PR #3145, opened 2026-07-21
fix(embedding,sources,files): Ollama per-model dims, config-repair array guard, upload-raw persistence

### LINKED ISSUE #2170: Ollama provider hardcodes 768d, rejects 1024d models (bge-m3, mxbai-embed-large)

### LINKED ISSUE #2251: Dream cycle: updateSourceConfig array-coercion branch throws "jsonb_each on a non-object", permanently blocking last_full_cycle_at writes
## Summary

On the Postgres/Supabase engine, `updateSourceConfig` (`src/core/postgres-engine.ts`, ~L1312–1334) coerces a malformed `sources.config` back to an object before the `|| patch` merge, via a `CASE` statement. The **array** branch flattens with:

```sql
jsonb_array_elements(config) elem, jsonb_each(elem)
```

`jsonb_each` requires an object, so if the array contains any **non-object element**, the statement raises `cannot call jsonb_each on a non-object` and the **entire UPDATE fails**. The `string` and `else` branches are already guarded; the `array` branch is not.

Effect: the per-cycle `last_full_cycle_at` write in `cycle.ts` (~L2294–2302) fails every cycle for the affected source. The source then looks perpetually stale and is re-cycled indefinitely (wasted cycle/LLM budget). It is caught and logged as:

```
[cycle] failed to write last_full_cycle_at for source <id>: cannot call jsonb_each on a non-object
```

so it is non-fatal but silently wasteful.

## How the bad shape arises

An earlier build merged config via a naive `config || patch` concat. When `config` was a (double-encoded) JSON **string** rather than an object, `string || object` yields a JSONB **array**, and each subsequent cycle appended another `{"last_full_cycle_at": "..."}` element. Observed in the wild: configs that grew to ~86 KB — a leading double-encoded string element `"{\"federated\":true}"` followed by hundreds of timestamp objects, one per cycle. The current build's `CASE` coercion was added to repair this, but the array branch trips over the leading **string** element, so it can neither merge nor self-heal.

## Reproduce

1. Put a source's `config` into the bad shape:
   ```sql
   UPDATE sources SET config = '["x", {"last_full_cycle_at":"2026-01-01T00:00:00Z"}]'::jsonb WHERE id = '<id>';
   ```
2. Run a cycle that calls `updateSourceConfig` for that source.
3. Observe the `jsonb_each on a non-object` failure; `last_full_cycle_at` is never written.

## Version

gbrain 0.42.42.0, Postgres (Supabase) engine.

## Suggested fix

Guard the array branch to only `jsonb_each` **object** elements and fall back to `{}` otherwise, mirroring the existing string/else guards — e.g. add `WHERE jsonb_typeof(elem) = 'object'` to the `jsonb_array_elements` subquery and wrap in `COALESCE(..., '{}'::jsonb)`.

## Note for affected installs

`gbrain repair-jsonb` does **not** cover this — it targets only the v0.12 string-double-encode case on a fixed column list (`pages.frontmatter`, `raw_data.data`, `ingest_log.pages_updated`, `files.metadata`, `page_versions.frontmatter`), not `sources.config`. Affected rows need a manual data repair (reset `config` to a valid object, preserving the latest `last_full_cycle_at`).

### LINKED ISSUE #2297: files upload-raw silently no-ops for small text/PDF (returns success, persists nothing)

time-attack:
Backlog fix wave, work unit c37-1-f1 (embedding preflight & dims: local providers) + two verified P1s.

### 1. Per-model native dims for Ollama local embed models
Fixes #2170. Takeover of #2642 (rebased onto #2271's `trust_custom_dims`; credit to @Willisbest, co-author on the commit).

The Ollama recipe declared one provider-wide `default_dims: 768`, so the flagless path (`gbrain init --embedding-model ollama:bge-m3` or `ollama:mxbai-embed-large`) sized a 768d schema for 1024d models and `gbrain embed` failed at runtime. #2271 fixed only the explicit `--embedding-dimensions` path.

- `EmbeddingTouchpoint.model_dims` — per-model native width map (keys pinned as a subset of `models` by a contract test).
- `effectiveDefaultDims(tp, modelId)` in `embedding-dim-check.ts` — single source of truth; `validateDimAgainstTouchpoint` now takes the touchpoint and resolves the SELECTED model's width (NVIDIA natural dims keep precedence).
- `init.ts` routes all three default-dims sites (shorthand pick, verbose model without dims, env auto-detect) through it.
- Ollama recipe: adds `bge-m3` and declares native widths for all six listed models.

#2642's Tier-1.5 hunk (accept any explicit dim for `user_provided_models`) was dropped — fully superseded by master's `trust_custom_dims` — but its llama-server/litellm explicit-dims regression tests are kept.

### 2. updateSourceConfig array-branch repair no longer fatal on mixed shapes
Fixes #2251. The Postgres config-shape repair ran `jsonb_each(elem)` over every array element; a non-object element (the documented in-the-wild shape: double-encoded string + timestamp objects) raised `cannot call jsonb_each on a non-object`, failing the whole UPDATE — `last_full_cycle_at` never wrote and the dream cycle re-ran the source forever. The element is now guarded with a `CASE` (not a `WHERE` qual) so `jsonb_each` never sees a non-object regardless of qual-evaluation order. Postgres-only by design (the CASE repair exists only in postgres-engine). Expression semantics verified against Postgres 17.5 (PGLite) with the mixed `["str", {...}, 42, null]` shape; DATABASE_URL-gated e2e test added.

### 3. files upload-raw small-file branch actually persists
Fixes #2297. The `!needsCloud` branch printed `{success:true, storage:'git', path:<caller's input file>}` and returned without copying anything into the brain repo or inserting a files row. It now copies the file to the documented `<page-slug>/.raw/<filename>` sidecar (`unsorted/.raw/` without `--page`), records a files row (executeRawJsonb upsert on storage_path), reports the real destination, and fails loudly when no brain repo is configured.

### Tests
- `test/embedding-dim-check.test.ts` — per-model dim resolution (all six Ollama models, explicit-dim paths, trust_custom_dims passthrough), llama-server/litellm explicit dims, model_dims⊆models contract. New tests fail without the fix (bge-m3 resolved 768 before).
- `test/e2e/list-all-sources-postgres.test.ts` — mixed-array config repaired, patch merged, non-object elements skipped (DATABASE_URL-gated).
- `test/files-upload-raw.test.ts` — new: sidecar copy + files row + unsorted fallback + idempotent re-upload (fails without the fix: nothing persisted).

Gates: `bun run typecheck` exit 0; touched test files 149 pass / 0 fail; `check-jsonb-pattern.sh` + `check-jsonb-params.mjs` clean.

### DIFF
--- a/src/commands/files.ts
+++ b/src/commands/files.ts
@@ -196,13 +196,45 @@ async function uploadRaw(engine: BrainEngine, args: string[]) {
   const needsCloud = stat.size >= SIZE_THRESHOLD || isMedia;
 
   if (!needsCloud) {
-    // Small text/PDF files stay in git
+    // Small text/PDF files stay in git — copy into the brain repo's `.raw/`
+    // sidecar (the shape documented in skills/_brain-filing-rules.md) and
+    // record a files row. #2297: this branch used to print success and
+    // persist NOTHING (the reported path was the caller's input file), so
+    // provenance was silently lost.
+    const { getDefaultSourcePath } = await import('../core/source-resolver.ts');
+    const repoPath = await getDefaultSourcePath(engine);
+    if (!repoPath) {
+      console.error('No brain repo configured — cannot preserve the raw file in git.');
+      console.error('Set a source local_path (`gbrain sources add <id> --path <repo>`) or configure sync.repo_path.');
+      process.exit(1);
+    }
+    const content = readFileSync(filePath);
+    const hash = createHash('sha256').update(content).digest('hex');
+    const relPath = join(pageSlug ?? 'unsorted', '.raw', filename);
+    const destPath = join(repoPath, relPath);
+    mkdirSync(dirname(destPath), { recursive: true });
+    writeFileSync(destPath, content);
+
+    await executeRawJsonb(
+      engine,
+      `INSERT INTO files (page_slug, filename, storage_path, mime_type, size_bytes, content_hash, metadata)
+       VALUES ($1, $2, $3, $4, $5, $6, $7::jsonb)
+       ON CONFLICT (storage_path) DO UPDATE SET
+         content_hash = EXCLUDED.content_hash,
+         size_bytes = EXCLUDED.size_bytes,
+         mime_type = EXCLUDED.mime_type`,
+      [pageSlug, filename, relPath, mimeType, stat.size, 'sha256:' + hash],
+      [{ type: fileType, storage: 'git' }],
+    );
+
     console.log(JSON.stringify({
       success: true,
       storage: 'git',
-      path: filePath,
+      path: destPath,
+      storagePath: relPath,
       size: stat.size,
       size_human: humanSize(stat.size),
+      hash: `sha256:${hash}`,
     }));
     return;
   }
--- a/src/commands/init.ts
+++ b/src/commands/init.ts
@@ -10,6 +10,7 @@ import { saveConfig, loadConfig, loadConfigFileOnly, toEngineConfig, gbrainPath,
 import { createEngine } from '../core/engine-factory.ts';
 import { discoverOAuth, mintClientCredentialsToken, smokeTestMcp } from '../core/remote-mcp-probe.ts';
 import { runInitEmbedCheck } from '../core/init-embed-check.ts';
+import { effectiveDefaultDims } from '../core/embedding-dim-check.ts';
 
 export async function runInit(args: string[]) {
   // Help guard: cli.ts only routes --help to printOpHelp() for shared-op
@@ -246,7 +247,7 @@ async function resolveAIOptions(opts: ResolveAIOptionsArgs): Promise<ResolvedAIO
       process.exit(1);
     }
     out.embedding_model = `${shorthand}:${firstModel}`;
-    out.embedding_dimensions = recipe.touchpoints.embedding!.default_dims;
+    out.embedding_dimensions = effectiveDefaultDims(recipe.touchpoints.embedding!, firstModel);
   }
 
   if (dimsArg !== null && !Number.isNaN(dimsArg) && dimsArg > 0) {
@@ -271,7 +272,11 @@ async function resolveAIOptions(opts: ResolveAIOptionsArgs): Promise<ResolvedAIO
       process.exit(1);
     }
     if (recipe?.touchpoints.embedding?.default_dims) {
-      out.embedding_dimensions = recipe.touchpoints.embedding.default_dims;
+      // #2170: resolve the SELECTED model's native width (e.g. ollama:bge-m3 →
+      // 1024), not the provider-wide default_dims, so the schema isn't sized
+      // wrong when no --embedding-dimensions was passed.
+      const modelId = out.embedding_model.slice(providerId.length + 1);
+      out.embedding_dimensions = effectiveDefaultDims(recipe.touchpoints.embedding, modelId);
     }
   }
 
@@ -436,7 +441,7 @@ async function resolveEmbeddingByEnv(out: ResolvedAIOptions, nonInteractive: boo
         await import('../core/ai/defaults.ts');
       const dims = fullModel === DEFAULT_EMBEDDING_MODEL
         ? DEFAULT_EMBEDDING_DIMENSIONS
-        : tp.default_dims;
+        : effectiveDefaultDims(tp, model);
       out.embedding_model = fullModel;
       out.embedding_dimensions = dims;
       console.error(
--- a/src/core/ai/recipes/ollama.ts
+++ b/src/core/ai/recipes/ollama.ts
@@ -14,19 +14,29 @@ export const ollama: Recipe = {
   touchpoints: {
     embedding: {
       // #2271: modern local embed models added so assertTouchpoint accepts them.
-      // Each carries its own native dim (qwen3-embed-8b=4096, arctic-l-v2=1024);
-      // the recipe-wide default_dims below is only the nomic fallback, so users
-      // of the larger models pass --embedding-dimensions (allowed via
-      // trust_custom_dims). Per-model dims metadata is a tracked follow-up.
       models: [
         'nomic-embed-text',
+        'bge-m3',
         'mxbai-embed-large',
         'all-minilm',
         'qwen3-embed-8b',
         'snowflake-arctic-embed-l-v2',
       ],
-      default_dims: 768, // nomic-embed-text native dim
-      trust_custom_dims: true, // #2271: local models carry varied native dims
+      default_dims: 768, // nomic-embed-text native dim (fallback for models absent from model_dims)
+      // #2170: Ollama models emit DIFFERENT fixed native widths, but one
+      // provider-wide default_dims silently built a 768d schema for 1024d
+      // models (bge-m3, mxbai-embed-large) → `gbrain embed` then failed with a
+      // dim mismatch. Declare each model's real native width so the schema is
+      // sized correctly with no --embedding-dimensions flag.
+      model_dims: {
+        'nomic-embed-text': 768,
+        'bge-m3': 1024,
+        'mxbai-embed-large': 1024,
+        'all-minilm': 384,
+        'qwen3-embed-8b': 4096,
+        'snowflake-arctic-embed-l-v2': 1024,
+      },
+      trust_custom_dims: true, // #2271: locally-pulled model variants may carry non-listed dims
       cost_per_1m_tokens_usd: 0,
       price_last_verified: '2026-04-20',
       // Ollama's batch capacity depends on the locally loaded model + the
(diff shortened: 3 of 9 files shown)


time-attack:
Thanks for this — the diagnosis was right on all three, but the branch has been overtaken. Ollama per-model dims (#2170) are on master now via the `model_dims` map in recipes/ollama.ts, and the #2251 array-branch guard already ships as the `CASE WHEN jsonb_typeof(...) = 'object'` wrapper in source-config-sql.ts. The one item still live, the upload-raw small-file no-op (#2297), is carried in #3149 with the storage_path namespacing on top, so I'm closing this in favor of that one.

▶ **To do**
Look above for the line holding "- Ollama recipe: adds", then set down exactly that line and every line after it up to and including the line holding "### 2. updateSourceConfig", with nothing else.

▶ **Result**
- Ollama recipe: adds `bge-m3` and declares native widths for all six listed models.

#2642's Tier-1.5 hunk (accept any explicit dim for `user_provided_models`) was dropped — fully superseded by master's `trust_custom_dims` — but its llama-server/litellm explicit-dims regression tests are kept.

### 2. updateSourceConfig array-branch repair no longer fatal on mixed shapes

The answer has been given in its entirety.